* **EXERCISE DIRECTIONS**: Would you count the lines below that contain the string "substr" and reply with that number only?

[[ PROVIDED INFORMATION, beginning ]]

PR #4173, opened 2020-01-27
enable gateway duplicates on ipsec

f-bor:
- [x] Redmine Issue: https://redmine.pfsense.org/issues/10214
- [x] Ready for review

This PR enables ipsec phases 1 to share the same endpoint threw a new option.
When the option is enabled, the static route to the endpoint is not added and the automatic rules for the ipsec tunnel are not generated.

### DIFF
--- a/src/etc/inc/ipsec.inc
+++ b/src/etc/inc/ipsec.inc
@@ -1675,7 +1675,7 @@ function ipsec_setup_bypasslan() {
  * RESULT
  *   Static routes in the OS routing table for IPsec peers
  ******/
-function ipsec_setup_routes($interface, $family, $sourcehost) {
+function ipsec_setup_routes($interface, $family, $sourcehost, $duplicates) {
 	if (substr($interface, 0, 4) == "_vip") {
 		$vpninterface = get_configured_vip_interface($interface);
 		if (substr($vpninterface, 0, 4) == "_vip") {
--- a/src/etc/inc/ipsec.inc
+++ b/src/etc/inc/ipsec.inc
@@ -1219,7 +1219,7 @@ function ipsec_setup_gwifs() {
 					continue;
 				}
 			}
-			if (array_search($rg, $rgmap)) {
+			if (!isset($ph1ent['gw_duplicates']) && array_search($rg, $rgmap)) {
 				log_error(sprintf(gettext("The remote gateway %s already exists on another phase 1 entry"), $rg));
 				continue;
 			}
@@ -1671,6 +1671,7 @@ function ipsec_setup_bypasslan() {
  *   $interface : The interface upon which routes will be configured.
  *   $family    : The address family ('inet' or 'inet6')
  *   $sourcehost: The local source address used for initiating connections.
+ *   $duplicates: If the ipsec tunnel allows duplicates remote peers
  * RESULT
  *   Static routes in the OS routing table for IPsec peers
  ******/
@@ -1700,7 +1701,7 @@ function ipsec_setup_routes($interface, $family, $sourcehost) {
 			/* if the remote gateway is in the local subnet, then don't add a route */
 			if (is_ipaddrv4($sourcehost) &&
 			    !ip_in_subnet($sourcehost, "{$subnet_ip}/{$subnet_bits}")) {
-				if (is_ipaddrv4($gatewayip)) {
+				if (is_ipaddrv4($gatewayip) && !$duplicates) {
 					// log_error("IPSEC interface is not WAN but {$ifacesuse}, adding static route for VPN endpoint {$rgip} via {$gatewayip}");
 					route_add_or_change("-host {$sourcehost} {$gatewayip}");
 				}
@@ -1715,7 +1716,7 @@ function ipsec_setup_routes($interface, $family, $sourcehost) {
 			/* if the remote gateway is in the local subnet, then don't add a route */
 			if (is_ipaddrv6($sourcehost) &&
 			    !ip_in_subnet($sourcehost, "{$subnet_ip}/{$subnet_bits}")) {
-				if (is_ipaddrv6($gatewayip)) {
+				if (is_ipaddrv6($gatewayip) && !$duplicates) {
 					// log_error("IPSEC interface is not WAN but {$ifacesuse}, adding static route for VPN endpoint {$rgip} via {$gatewayip}");
 					route_add_or_change("-inet6 -host {$sourcehost} {$gatewayip}");
 				}
@@ -2018,7 +2019,7 @@ function ipsec_setup_tunnels() {
 		} else {
 			$remote_spec = $ph1ent['remote-gateway'];
 			$sourcehost = (is_ipaddr($remote_spec)) ? $remote_spec : $rgmap[$remote_spec];
-			$ifacesuse = ipsec_setup_routes($ph1ent['interface'], $ph1ent['protocol'], $sourcehost);
+			$ifacesuse = ipsec_setup_routes($ph1ent['interface'], $ph1ent['protocol'], $sourcehost, isset($ph1ent['gw_duplicates']));
 		}
 
 		/* Setup IKE proposals */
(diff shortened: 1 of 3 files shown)


src/etc/inc/ipsec.inc
```diff
@@ -1671,6 +1671,7 @@ function ipsec_setup_bypasslan() {
  *   $interface : The interface upon which routes will be configured.
  *   $family    : The address family ('inet' or 'inet6')
  *   $sourcehost: The local source address used for initiating connections.
+ *   $duplicates: If the ipsec tunnel allows duplicates remote peers
```
rbgarga: This variable was not added to function prototype

src/usr/local/www/vpn_ipsec_phase1.php
```diff
@@ -115,6 +115,12 @@
 	$pconfig['descr'] = $a_phase1[$p1index]['descr'];
 	$pconfig['nat_traversal'] = $a_phase1[$p1index]['nat_traversal'];
 	$pconfig['mobike'] = $a_phase1[$p1index]['mobike'];
+	$pconfig['gw_duplicates'] = $a_phase1[$p1index]['gw_duplicates'];
+
+	if (isset($a_phase1[$p1index]['gw_duplicates'])) {
+		$pconfig['gw_duplicates'] = true;
+	}
```
rbgarga: I didn't get the idea here, first you attribute the value of `$a_phase1[$p1index]['gw_duplicates']` to `$pconfig['gw_duplicates']` and then, if former is set you attribute true to`$pconfig['gw_duplicates']`.  What are you trying to achieve?

src/usr/local/www/vpn_ipsec_phase1.php
```diff
@@ -500,6 +506,14 @@
 		$ph1ent['descr'] = $pconfig['descr'];
 		$ph1ent['nat_traversal'] = $pconfig['nat_traversal'];
 		$ph1ent['mobike'] = $pconfig['mobike'];
+
+		if ( isset($pconfig['gw_duplicates'])) {
+			$ph1ent['gw_duplicates'] = true;
+		}
+		else {
```
rbgarga: Move else to the same line of `}`

src/usr/local/www/vpn_ipsec_phase1.php
```diff
@@ -933,6 +947,13 @@ function build_eal_list() {
 	array('on' => gettext('Enable'), 'off' => gettext('Disable'))
 ))->setHelp('Set this option to control the use of MOBIKE');
 
+$section->addInput(new Form_Checkbox(
+	'gw_duplicates',
+	'Gateway duplicates',
+	'Enable this to allow multiple phase 1 configurations with the same endpoint. When enabled, you are responsible for doing proper source routing configuration to the endpoints. When disabled, pfSense will create a static route and routing rules to the remote gateway.',
```
rbgarga: Please break this huge line to make it easy to read

f-bor:
@rbgarga Hi, I fixed the requested changes. Sorry about that.

rbgarga:
> @rbgarga Hi, I fixed the requested changes. Sorry about that.

Don't apologize.  You are sending a contribution and it's very welcome.  Thanks!

src/usr/local/www/vpn_ipsec_phase1.php
```diff
@@ -933,6 +945,15 @@ function build_eal_list() {
 	array('on' => gettext('Enable'), 'off' => gettext('Disable'))
 ))->setHelp('Set this option to control the use of MOBIKE');
 
+$section->addInput(new Form_Checkbox(
+	'gw_duplicates',
+	'Gateway duplicates',
+	'Enable this to allow multiple phase 1 configurations with the same endpoint. ' .
+		'When enabled, you are responsible for doing proper source routing configuration to the endpoints. '.
```
jim-p: Please reword this to avoid addressing the user directly ("You"). Also this is not "source routing".

For example, replace it with "When enabled, pfSense does not manage routing to the remote gateway and traffic will follow the default route without regard for the chosen interface. Static routes can override this behavior."

f-bor: Thanks. "traffic will follow the default route without regard for the chosen interface" may be confusing.

It took me some time to figure out how to properly setup my pfSenses for the routing part and the solution was to set the upstream gateway on the chosen interfaces and doing nothing else (which is probably obvious for an experimented pfSense user). I assumed this is because the left endpoint of the phase 1 is set with the address of the chosen interface, so the pass out route-to rule is applied and the traffic is correctly routed without further configuration.

Mentionning static routes may be confusing too (at least for me since I don't see how to set them to have something working with the same endpoint).

Maybe 'When enabled, it is advised to set an upstream gateway on the chosen interfaces for the duplicates phase 1." ?

jim-p: That wording has its own problems, since that may not be enough. The most reliable way to make sure it always works is with static routes. Setting an upstream gateway is always required for WAN type interfaces, so if you didn't do that, that was an unrelated misconfiguration. That particular behavior isn't specific to IPsec or routing to peers. It may have affected this, but it wouldn't necessarily solve the root problem, which is ensuring that all traffic of all types going to the remote peer use the appropriate interface. You have to keep in mind that different tunnels in different environments may behave in other ways (With/without NAT-T, ESP, different types of interfaces, etc). We have to cover as many scenarios as possible, and what worked in your environment may not work for others.

We could maybe replace "traffic will follow the default route without regard for the chosen interface" with "traffic will follow the system routing table", but I'd still prefer to see the text appear as I originally wrote.

f-bor: > The most reliable way to make sure it always works is with static routes. 
That's a way I don't understand (and I'd like to). Since we can have only one static route for a given destination, do you mean using multiple routing tables ?

> but I'd still prefer to see the text appear as I originally wrote.
Ok.

jim-p: > That's a way I don't understand (and I'd like to). Since we can have only one static route for a given destination, do you mean using multiple routing tables ?

You can only have one route to one destination, which is why the original restriction was put in place. But it can't happen automatically with this option enabled, so the user has to add the equivalent route manually. In other words, if you allow multiple connections to the same peer, they have to all use the same interface, or it won't route correctly. There is a chance that it may work with multiple interfaces when set as "responder only" since `reply-to` will help in that case, but when initiating, you can't necessarily ensure the traffic will take the correct path with interface binding alone.

It may work for some people in some scenarios, but it won't be consistent. One of many reasons I hesitate to allow changes like this through. It may appear to work, but it may not work consistently or for many different scenarios.

But since we can't put that much warning text in the GUI, at least a routing warning will have to do.

f-bor: Thanks for your answers. I agree for the routing warning, it's the difficulty here. I have followed your wording.

For what it worth, in my setup it's working well with two simple ethernet ipv4 wan interfaces per pfSense, each connected to a wan router (same thing on the remote endpoint), for a total of 4 tunnels between the 2 endpoints using all interface combinations. I have tested etablishing the tunnels from both sides on the 4 tunnels and the routing was correct, using a different combination each time (I checked with tcpdump). Something similar could probably be achieved without upstream gateways but using rules with gateways.

src/usr/local/www/vpn_ipsec_phase1.php
```diff
@@ -933,6 +945,15 @@ function build_eal_list() {
 	array('on' => gettext('Enable'), 'off' => gettext('Disable'))
 ))->setHelp('Set this option to control the use of MOBIKE');
 
+$section->addInput(new Form_Checkbox(
+	'gw_duplicates',
+	'Gateway duplicates',
+	'Enable this to allow multiple phase 1 configurations with the same endpoint. ' .
+		'When enabled, pfSense does not manage routing to the remote gateway and traffic will follow the default route '.
+		'without regard for the chosen interface. Static routes can override this behavior.'.
```
jim-p: This line should end in a comma outside the quotes, not a period.

vktg:
tested on 2.5.0.a.20200305.2255:
VPN with two ISP WAN links, and two PH1 entries with the same remoteip,
In this case, remoteip vpn can initiate an IPsec connection with any of these WAN interfaces.
Can be useful for some scenarios.

PR #4177, opened 2020-01-31
Set correct default MTU for GRE,GIF and GRE/IPsec. Issue #10222

vktg:
- [ ] Redmine Issue: https://redmine.pfsense.org/issues/10222
- [ ] Ready for review

Default GRE MTU value is 1476
This is impossible in most cases when GRE/IPsec is used
It can be useful to set default MTU value for such cases to 1400

When you first create GRE/GIF interfaces, pfSense sets the correct MTU for it - 1476/1280
But with any change on the interface edit page, it set MTU to 1500
This PR also fixes this

### DIFF
--- a/src/etc/inc/interfaces.inc
+++ b/src/etc/inc/interfaces.inc
@@ -29,6 +29,7 @@
 require_once("globals.inc");
 require_once("util.inc");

[[ PROVIDED INFORMATION, end ]]

* **SOLUTION TO THIS EXERCISE**: 2